PR #6339, opened 2024-10-17
Numeric ID importer: support p-refinement

nilsvu:
## Proposed changes

When importing data from a domain that differs only by p-refinement, the data will be interpolated only within the matching elements. This eliminates errors from interpolating boundary points in the wrong neighbor. Important for PB&J.

### Code review checklist

  Then open `index.html`.
  `new feature` if appropriate.


src/IO/Importers/Actions/ReadVolumeData.hpp
```diff
@@ -153,49 +155,34 @@ tuples::tagged_tuple_from_typelist<FieldTagsList> extract_element_data(
...
+    const tnsr::I<DataVector, Dim, Frame::Inertial>& inertial_coords) {
+  const auto logical_coords = logical_coordinates(mesh);
+  ElementMap<Dim, Frame::Inertial> element_map{
+      element_id, domain.blocks()[element_id.block_id()]};
+  const auto mapped_inertial_coords =
+      element_map(logical_coords, time, functions_of_time);
+  if (not equal_within_roundoff(mapped_inertial_coords, inertial_coords)) {
+    ERROR_NO_TRACE(
+        "The source and target domain don't match on grid "
+        << element_id
```
knelli2: `"don't match in block " << element_id.block_id() << " within element " << element id`

src/IO/Importers/Actions/ReadVolumeData.hpp
```diff
@@ -533,45 +545,57 @@ struct ReadAllVolumeDataAndDistribute {
...
-          source_domain_functions_of_time = deserialize<std::unordered_map<
-              std::string,
-              std::unique_ptr<domain::FunctionsOfTime::FunctionOfTime>>>(
-              serialized_functions_of_time->data());
+      } else {
+        if (elements_match) {
+          Parallel::printf(
+              "WARNING: No serialized domain found in file. "
+              "Verification that elements in the source and target domain "
+              "match will be skipped.\n");
```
________
YOUR TASK: Find the lines above holding the word "refinement" and show them.

YOUR SOLUTION:
Numeric ID importer: support p-refinement
When importing data from a domain that differs only by p-refinement, the data will be interpolated only within the matching elements. This eliminates errors from interpolating boundary points in the wrong neighbor. Important for PB&J.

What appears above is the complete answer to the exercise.